PR #85527, opened 2019-11-22
Revert "kube-proxy: check KUBE-MARK-DROP"

aojea:
**What type of PR is this?**
> Uncomment only one ` /kind <>` line, hit enter to put that in a new line, and remove leading whitespace from that line:
>
> /kind api-change

/kind bug

> /kind cleanup
> /kind design
> /kind documentation
> /kind failing-test
> /kind feature
> /kind flake

**What this PR does / why we need it**:

This reverts commit 1ca0ffeaf2c4401549b82f549f7481313308d4b9.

———

All of the records above need to be copied exactly.

PR #85527, opened 2019-11-22
Revert "kube-proxy: check KUBE-MARK-DROP"

aojea:
**What type of PR is this?**
> Uncomment only one ` /kind <>` line, hit enter to put that in a new line, and remove leading whitespace from that line:
>
> /kind api-change

/kind bug

> /kind cleanup
> /kind design
> /kind documentation
> /kind failing-test
> /kind feature
> /kind flake

**What this PR does / why we need it**:

This reverts commit 1ca0ffeaf2c4401549b82f549f7481313308d4b9.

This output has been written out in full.